● What to produce
Lines from the entries below that hold "describle" form the answer; copy all of them.

● Exercise data

PR #1656, opened 2024-07-18
chore: bump oxc to v0.21.0

Dunqing:
### Description

The changelog is [here](https://github.com/oxc-project/oxc/pull/4338). Most of the snapshots changed due to `codegen` printing double quotes by default. 

Also, in this version, we have aligned the ts ast scope with TypeScript. Many ignored ts tests may have been resolved.


crates/rolldown/tests/fixtures/format/iife/basic/artifacts.snap
```diff
@@ -12,14 +12,14 @@ input_file: crates/rolldown/tests/fixtures/format/iife
 
 
 //#region main.js
-Promise.resolve().then(function() {
+(Promise.resolve()).then(function() {
```
IWANABETHATGUY, line 15: This newly added paren is unexpected, we could merge it first, could you open a new issue in `oxc` ? 
https://babeljs.io/repl#?browsers=defaults%2C%20not%20ie%2011%2C%20not%20ie_mob%2011&build=&builtIns=false&corejs=3.21&spec=false&loose=false&code_lz=AoJw9gtglgzgpgOhHGYA2A3OAKAlAgFwAs4A7bAMwFdSBjAqMc3AAgG8AoASGQKpFIsA-kIJgAogGUAstmQBHKlGRCKYMHlwBuDgF9tHIA&debug=false&forceAllTransforms=false&modules=false&shippedProposals=false&evaluate=false&fileSize=false&timeTravel=false&sourceType=module&lineWrap=true&presets=env&prettier=false&targets=Electron-1.8%252CNode-10.13&version=7.24.10&externalPlugins=&assumptions=%7B%7D

crates/rolldown/tests/fixtures/deconflict/wrapped_esm_default_function/artifacts.snap
```diff
@@ -31,9 +31,9 @@ var bar_default = {foo: foo$1};
 //#endregion
 //#region main.js
 const a = 2;
-const { foo } = bar_default;
-assert.strictEqual(typeof foo, 'function');
-(init_foo(), __toCommonJS(foo_ns));
+const { foo: foo } = bar_default;
```
IWANABETHATGUY, line 34: This change is also not expected, https://babeljs.io/repl#?browsers=defaults%2C%20not%20ie%2011%2C%20not%20ie_mob%2011&build=&builtIns=false&corejs=3.21&spec=false&loose=false&code_lz=MYewdgzgLgBA3jAZiEMC-MC8MBGBDAJwCgig&debug=false&forceAllTransforms=false&modules=false&shippedProposals=false&evaluate=false&fileSize=false&timeTravel=false&sourceType=module&lineWrap=true&presets=env&prettier=false&targets=Electron-1.8%252CNode-10.13&version=7.24.10&externalPlugins=&assumptions=%7B%7D

crates/rolldown/tests/fixtures/deconflict/decl_nested_assign_pattern/artifacts.snap
```diff
@@ -11,13 +11,13 @@ input_file: crates/rolldown/tests/fixtures/deconflict/decl_nested_assign_pattern
...
 //#region names.js
-const { foo: { bar: { baz: baz$1 = '' } = {} } = {} } = {foo: {bar: {baz: 'baz2'}}};
+const { foo: { bar: { baz: baz$1 = "" } = {} } = {} } = {foo: {bar: {baz: "baz2"}}};
 
 //#endregion
 //#region main.js
-const { foo: { bar: { baz = '' } = {} } = {} } = {foo: {bar: {baz: 'baz'}}};
-assert.strictEqual(baz, 'baz');
-assert.strictEqual(baz$1, 'baz2');
+const { foo: { bar: { baz: baz = "" } = {} } = {} } = {foo: {bar: {baz: "baz"}}};
```
IWANABETHATGUY, line 18: bad case, https://babeljs.io/repl#?browsers=defaults%2C%20not%20ie%2011%2C%20not%20ie_mob%2011&build=&builtIns=false&corejs=3.21&spec=false&loose=false&code_lz=KYDwDg9gTgLgBAYwgOwM7wN5wGYQgLjiwCMBDKQk0gLzgF44ByRuAX3qPfYYy461wEicMhWFlqhRhJZ9WAKCA&debug=false&forceAllTransforms=false&modules=false&shippedProposals=false&evaluate=false&fileSize=false&timeTravel=false&sourceType=module&lineWrap=true&presets=env&prettier=false&targets=Electron-1.8%252CNode-10.13&version=7.24.10&externalPlugins=&assumptions=%7B%7D

crates/rolldown/tests/fixtures/cjs_compat/reexport_commonjs/artifacts.snap
```diff
@@ -36,7 +36,7 @@ var import_commonjs = __toESM(require_commonjs());
 assert.equal(import_commonjs$1.bar, 1);
 assert.equal(value, 1);
 assert.equal(foo_ns.foo, undefined);
-assert.equal(Object.keys(foo_ns).length, 2);
+assert.equal((Object.keys(foo_ns)).length, 2);
```
IWANABETHATGUY, line 39: bad case, https://babeljs.io/repl#?browsers=defaults%2C%20not%20ie%2011%2C%20not%20ie_mob%2011&build=&builtIns=false&corejs=3.21&spec=false&loose=false&code_lz=IYZxFMCcBcDpwI4FdgBsAUB5ARgK3AMZwDW4AniOgGYD2NA-gHYgCUsq4jA5tABYA0AAgBMLANxA&debug=false&forceAllTransforms=false&modules=false&shippedProposals=false&evaluate=false&fileSize=false&timeTravel=false&sourceType=module&lineWrap=true&presets=env&prettier=false&targets=Electron-1.8%252CNode-10.13&version=7.24.10&externalPlugins=&assumptions=%7B%7D

crates/rolldown/tests/esbuild/splitting/dynamic_and_not_dynamic_es6_into_es6/artifacts.snap
```diff
@@ -29,7 +29,7 @@ import { bar } from "./foo~1.mjs";
 import { default as assert } from "node:assert";
 
 //#region main.js
-import('./foo.mjs').then(({ bar: b }) => {
+(import("./foo.mjs")).then(({ bar: b }) => {
```
IWANABETHATGUY, line 32: same bad case, like `Promise.then`

crates/rolldown/tests/esbuild/loader/auto_detect_mime_type_from_extension/artifacts.snap
```diff
@@ -1,5 +1,5 @@
 ---
-source: crates/rolldown/tests/common/case.rs
+source: crates/rolldown_testing/src/case/case.rs
```
underfin, line 2: @IWANABETHATGUY I also meet it if snapshot content changes. Could you see see? It should not changed,

crates/rolldown/tests/esbuild/lower/lower_private_method2020/artifacts.snap
```diff
@@ -14,27 +14,27 @@ class Foo {
 	#field;
 	#method() {}
 	baseline() {
-		a().foo;
-		b().foo(x);
-		c()?.foo(x);
-		d().foo?.(x);
-		e()?.foo?.(x);
+		(a()).foo;
```
IWANABETHATGUY, line 17: bad case.

crates/rolldown/tests/esbuild/dce/disable_tree_shaking/artifacts.snap
IWANABETHATGUY, line 1: This is unexpected.

crates/rolldown/tests/fixtures/format/iife/basic/artifacts.snap
Dunqing: Caused by https://github.com/oxc-project/oxc/pull/4245#issue-2407249521

I will send an issue for this later

crates/rolldown/tests/fixtures/deconflict/wrapped_esm_default_function/artifacts.snap
Dunqing: Caused by https://github.com/oxc-project/oxc/pull/4319. I will create an issue to track this

crates/rolldown/tests/esbuild/loader/auto_detect_mime_type_from_extension/artifacts.snap
IWANABETHATGUY: It is expected, the new path is correct, this is because we moved the `case` to another crate, but `cargo insta` only update the snapshot when the content is changed.

IWANABETHATGUY:
Overall it looks good except some bad cases in `call expr chain` and `ObjectExpr` with shorthand, could you track all the bad cases upstream?

IWANABETHATGUY (dismissed):

Cargo.toml
```diff
@@ -139,9 +139,13 @@ urlencoding        = "2.1.3"
 vfs                = "0.12.0"
 xxhash-rust        = "0.8.10"
 # oxc crates share the same version
-arcstr             = "1.2.0"
-lightningcss       = { version = "1.0.0-alpha.57" }
-oxc                = { version = "0.20.0", features = ["sourcemap_concurrent", "transformer", "minifier"] }
+arcstr = "1.2.0"
+lightningcss = { version = "1.0.0-alpha.57" }
+oxc = { git = "https://github.com/oxc-project/oxc", branch = "release/crates-1721271704", features = [
```
IWANABETHATGUY: Can you change to the version, using the git URL would invalidate the cache.

crates/rolldown/tests/esbuild/dce/disable_tree_shaking/artifacts.snap
Dunqing: I wonder why my local can resolve `react/jsx-runtime`

IWANABETHATGUY: rebase the main branch, it should be solved.

IWANABETHATGUY: and, cargo test && cargo insta accept

Dunqing:
The node tests are difficult to find out why it fails, and I'm wondering why we don't print out the `Vitest` error.

hyf0:
> The node tests are difficult to find out why it fails, and I'm wondering why we don't print out the `Vitest` error.

Looks like tests on vitest are all passed. It's just one failed in rollup tests: https://github.com/rolldown/rolldown/actions/runs/9985933904/job/27597619752?pr=1656.

Dunqing:
> Looks like tests on vitest are all passed. It's just one failed in rollup tests: https://github.com/rolldown/rolldown/actions/runs/9985933904/job/27597619752?pr=1656.

Please see https://github.com/rolldown/rolldown/actions/runs/9985756953/job/27597155926

hyf0:
> > Looks like tests on vitest are all passed. It's just one failed in rollup tests: https://github.com/rolldown/rolldown/actions/runs/9985933904/job/27597619752?pr=1656.
> 
> Please see https://github.com/rolldown/rolldown/actions/runs/9985756953/job/27597155926

> Error: Failed in ./fixtures/output/hashFileNames/_config.ts

Run `just test-node rolldown --update` for this one.

> Failed in ./fixtures/tree-shake/module-side-effects-regex/_config.ts

This one needs to be investigate. I'll take look now.

Cargo.toml
Dunqing: Once the test passes or it is determined that the test failure has nothing to do with `oxc`, I will merge the release RP and replace it.

Dunqing:
> > Error: Failed in ./fixtures/output/hashFileNames/_config.ts
> 
> Run `just test-node rolldown --update` for this one.
> 
> > Failed in ./fixtures/tree-shake/module-side-effects-regex/_config.ts
> 
> This one needs to be investigate. I'll take look now.

I already fixed it. https://github.com/rolldown/rolldown/pull/1656/commits/51701d36277dc91058c454202ee56f2968ef1270

hyf0:
I found the cause of the failed rollup test. Not sure how to describle it.

Dunqing:
> I found the cause of the failed rollup test. Not sure how to describle it.

Could you tell me if it is caused by `oxc`?

hyf0:
```js
let o = {
	f() {
		assert.ok(this !== o);
	}
};
(1, o.f)();
(1, o.f)``;

(true && o.f)();
(true && o.f)``;

(true ? o.f : false)();
(true ? o.f : false)``;
```
is bundled to
```js
let o = {f() {
	assert.ok(this !== o);
}};
(1, o.f)();
(1, o.f)``;
o.f();
o.f``;
o.f();
o.f``;
```
```
o.f``;
```
is not the same as

```
(true && o.f)``;
```

---

We used 

https://github.com/rolldown/rolldown/blob/401dd61e7baa3cf5ddec36a386e301ad5ff5859f/crates/rolldown/src/utils/pre_process_ecma_ast.rs#L52

to simplify expressions. I guess this will cause
```
(true && o.f)``;
```
become
```
(o.f)``;
```
which is still ~correct and has the same semantic as~  edited: this is also wrong, see the following output of esbuild
```
(1, o.f)``;
```
.

But this PR oxc finally printed to
```
o.f``;
```
which is wrong. Not sure if we should fix it in the `RemoveDeadCode` or this is a bug of `oxc_codegen`.

---

See the output of esbuld

```
let o={f(){assert.ok(this!==o)}};(0,o.f)(),(0,o.f)``,(0,o.f)(),(0,o.f)``,(0,o.f)(),(0,o.f)``;
```
https://esbuild.github.io/try/#dAAwLjIzLjAALS1taW5pZnkAbGV0IG8gPSB7CglmKCkgewoJCWFzc2VydC5vayh0aGlzICE9PSBvKTsKCX0KfTsKKDEsIG8uZikoKTsKKDEsIG8uZilgYDsKCih0cnVlICYmIG8uZikoKTsKKHRydWUgJiYgby5mKWBgOwoKKHRydWUgPyBvLmYgOiBmYWxzZSkoKTsKKHRydWUgPyBvLmYgOiBmYWxzZSlgYDs

hyf0:
This is the main branch output

```js
let o = {f() {
	assert.ok(this !== o);
}};
(1, o.f)();
(1, o.f)``;
(true && o.f)();
(true && o.f)``;
(true ? o.f : false)();
(true ? o.f : false)``;
```

So it seems we passed this rollup test because we didn't support simplify these expressions before. So they keep the semantics.

hyf0:
This is a classic one. Esbuild has the issue before. https://github.com/evanw/esbuild/issues/2610

Dunqing:
From the description, it looks like the bug comes from `RemoveDeadCode`. 

> This is a classic one. Esbuild has the issue before. https://github.com/evanw/esbuild/issues/2610

Haha, The issue author is also you.

Let's fix it in the next patch

hyf0 (approved):
Nice!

● The answer
I found the cause of the failed rollup test. Not sure how to describle it.
> I found the cause of the failed rollup test. Not sure how to describle it.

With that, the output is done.